____ Input data
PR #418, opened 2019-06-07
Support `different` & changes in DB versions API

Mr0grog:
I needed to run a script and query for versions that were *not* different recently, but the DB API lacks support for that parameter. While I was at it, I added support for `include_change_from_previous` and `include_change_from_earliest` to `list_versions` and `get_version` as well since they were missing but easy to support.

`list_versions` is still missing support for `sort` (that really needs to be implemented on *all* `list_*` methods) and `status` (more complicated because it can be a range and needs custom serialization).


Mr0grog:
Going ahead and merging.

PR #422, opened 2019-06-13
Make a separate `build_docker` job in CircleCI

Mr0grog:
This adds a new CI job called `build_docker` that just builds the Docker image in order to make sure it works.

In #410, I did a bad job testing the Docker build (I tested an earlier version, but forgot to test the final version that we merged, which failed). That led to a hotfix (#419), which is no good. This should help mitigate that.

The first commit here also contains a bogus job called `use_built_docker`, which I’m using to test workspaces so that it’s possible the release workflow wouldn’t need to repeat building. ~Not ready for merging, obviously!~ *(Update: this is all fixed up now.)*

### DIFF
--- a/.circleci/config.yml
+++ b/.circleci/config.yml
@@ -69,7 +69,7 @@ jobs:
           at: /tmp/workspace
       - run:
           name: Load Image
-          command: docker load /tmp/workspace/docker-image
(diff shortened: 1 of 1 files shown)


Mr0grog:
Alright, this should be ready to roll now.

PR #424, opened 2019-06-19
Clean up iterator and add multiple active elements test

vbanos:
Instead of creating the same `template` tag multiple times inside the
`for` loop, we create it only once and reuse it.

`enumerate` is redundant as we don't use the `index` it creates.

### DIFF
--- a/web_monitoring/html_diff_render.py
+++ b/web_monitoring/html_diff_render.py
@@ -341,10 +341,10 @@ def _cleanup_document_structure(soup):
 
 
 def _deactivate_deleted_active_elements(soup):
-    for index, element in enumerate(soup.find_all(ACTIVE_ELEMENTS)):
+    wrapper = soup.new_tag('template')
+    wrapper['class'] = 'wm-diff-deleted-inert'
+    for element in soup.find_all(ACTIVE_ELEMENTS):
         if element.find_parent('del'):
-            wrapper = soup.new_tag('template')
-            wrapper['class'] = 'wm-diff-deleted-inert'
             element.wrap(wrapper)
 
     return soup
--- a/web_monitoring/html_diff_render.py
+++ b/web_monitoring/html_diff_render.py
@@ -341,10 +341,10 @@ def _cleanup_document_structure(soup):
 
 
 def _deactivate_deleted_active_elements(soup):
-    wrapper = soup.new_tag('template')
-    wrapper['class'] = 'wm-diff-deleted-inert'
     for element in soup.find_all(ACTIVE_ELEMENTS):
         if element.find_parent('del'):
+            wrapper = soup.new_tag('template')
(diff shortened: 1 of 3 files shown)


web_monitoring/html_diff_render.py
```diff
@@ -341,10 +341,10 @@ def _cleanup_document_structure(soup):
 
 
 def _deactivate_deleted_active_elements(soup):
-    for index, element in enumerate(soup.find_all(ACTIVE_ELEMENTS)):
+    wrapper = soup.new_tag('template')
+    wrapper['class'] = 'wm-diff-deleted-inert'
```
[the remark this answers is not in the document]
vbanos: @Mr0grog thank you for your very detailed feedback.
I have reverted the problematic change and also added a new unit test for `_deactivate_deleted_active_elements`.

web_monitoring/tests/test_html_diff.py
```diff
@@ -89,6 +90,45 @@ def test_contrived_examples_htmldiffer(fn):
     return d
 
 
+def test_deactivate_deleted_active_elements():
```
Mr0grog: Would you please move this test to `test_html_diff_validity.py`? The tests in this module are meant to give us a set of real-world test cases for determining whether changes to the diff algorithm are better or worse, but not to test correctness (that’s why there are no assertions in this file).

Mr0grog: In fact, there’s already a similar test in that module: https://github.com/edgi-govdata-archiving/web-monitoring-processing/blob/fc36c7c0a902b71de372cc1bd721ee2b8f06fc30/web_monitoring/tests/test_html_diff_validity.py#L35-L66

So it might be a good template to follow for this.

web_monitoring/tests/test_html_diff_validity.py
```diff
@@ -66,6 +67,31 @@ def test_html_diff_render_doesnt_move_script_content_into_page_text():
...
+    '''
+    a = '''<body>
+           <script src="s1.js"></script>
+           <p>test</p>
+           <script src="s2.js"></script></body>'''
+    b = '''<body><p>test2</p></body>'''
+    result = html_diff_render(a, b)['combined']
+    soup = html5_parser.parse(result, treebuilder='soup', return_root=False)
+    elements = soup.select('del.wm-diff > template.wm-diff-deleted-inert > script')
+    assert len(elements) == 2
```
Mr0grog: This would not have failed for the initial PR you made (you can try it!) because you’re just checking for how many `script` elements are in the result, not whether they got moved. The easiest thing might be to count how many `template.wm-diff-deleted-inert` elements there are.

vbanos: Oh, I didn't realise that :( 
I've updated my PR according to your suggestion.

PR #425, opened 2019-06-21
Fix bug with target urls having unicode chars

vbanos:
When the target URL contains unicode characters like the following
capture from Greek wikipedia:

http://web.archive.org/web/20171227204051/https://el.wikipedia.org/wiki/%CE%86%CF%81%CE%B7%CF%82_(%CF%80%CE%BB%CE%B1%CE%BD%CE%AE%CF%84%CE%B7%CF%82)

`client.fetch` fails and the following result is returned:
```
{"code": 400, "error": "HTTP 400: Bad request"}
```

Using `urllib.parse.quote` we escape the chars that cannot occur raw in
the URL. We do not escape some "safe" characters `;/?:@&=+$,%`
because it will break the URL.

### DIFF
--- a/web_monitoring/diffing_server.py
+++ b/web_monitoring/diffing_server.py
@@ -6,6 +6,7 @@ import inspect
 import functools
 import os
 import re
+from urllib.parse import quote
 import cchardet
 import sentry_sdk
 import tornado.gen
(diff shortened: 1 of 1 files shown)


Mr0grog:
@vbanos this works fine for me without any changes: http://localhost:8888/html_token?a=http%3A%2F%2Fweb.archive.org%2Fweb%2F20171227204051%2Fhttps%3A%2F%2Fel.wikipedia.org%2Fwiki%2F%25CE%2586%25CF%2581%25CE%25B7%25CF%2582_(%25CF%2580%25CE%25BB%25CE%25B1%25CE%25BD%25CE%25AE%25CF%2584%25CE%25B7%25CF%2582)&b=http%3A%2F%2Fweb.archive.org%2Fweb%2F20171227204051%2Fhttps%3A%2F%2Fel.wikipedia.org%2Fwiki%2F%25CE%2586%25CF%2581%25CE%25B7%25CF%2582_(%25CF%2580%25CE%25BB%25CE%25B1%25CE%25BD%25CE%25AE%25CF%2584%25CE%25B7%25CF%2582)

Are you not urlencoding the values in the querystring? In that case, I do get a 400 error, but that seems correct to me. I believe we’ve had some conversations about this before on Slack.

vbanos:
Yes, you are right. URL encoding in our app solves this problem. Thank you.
________
Activity — Look above for every line with the word "contains" and copy it.

Solution —
The first commit here also contains a bogus job called `use_built_docker`, which I’m using to test workspaces so that it’s possible the release workflow wouldn’t need to repeat building. ~Not ready for merging, obviously!~ *(Update: this is all fixed up now.)*
When the target URL contains unicode characters like the following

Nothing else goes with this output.